PR #1241, opened 2024-05-17
Fix Spack CI

sethrj:
Replaces part of #1240. This is a quick update due to https://github.com/actions/runner-images/releases/tag/ubuntu22%2F20240514.2 which removed GCC 13, which our spack build implicitly depended on (via the libc++ installation apparently).

### DIFF
--- a/scripts/spack.yaml
+++ b/scripts/spack.yaml
@@ -2,7 +2,7 @@ spack:
   specs: 
     - cmake
     - doxygen
-    - "geant4@11 cxxstd=17"
+    - "geant4@11"
     - git
     - git-lfs
     - "googletest@1.10:"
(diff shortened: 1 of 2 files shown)


amandalund (approved):

scripts/spack.yaml
```diff
@@ -16,9 +16,9 @@ spack:
     - py-sphinx
     - py-sphinxcontrib-bibtex
     - py-sphinxcontrib-mermaid
-    - "root@6.24: cxxstd=17"
+    - "root@6.28:"
     - "swig@4.1:"
-    - "vecgeom@1.2.4: +gdml cxxstd=17"
+    - "vecgeom@1.2.4: +gdml"
```
mrguilima, line 21: Would it be too difficult to bump VecGeom version up to 1.2.8?
There are some important bug fixes after 1.2.4.

sethrj: This is just the minimum required to build as specified in the CMake file; Spack will build the newest it has. We have unit tests showing the failures before 1.2.8 in case anyone *does* try to build with an older version.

ACTION ITEM → When the line containing "mrguilima, line 21: Would" is found in the records above, restate it and every later line word for word through the last one, and nothing more.

OUTPUT OF THE TASK →
mrguilima, line 21: Would it be too difficult to bump VecGeom version up to 1.2.8?
There are some important bug fixes after 1.2.4.

sethrj: This is just the minimum required to build as specified in the CMake file; Spack will build the newest it has. We have unit tests showing the failures before 1.2.8 in case anyone *does* try to build with an older version.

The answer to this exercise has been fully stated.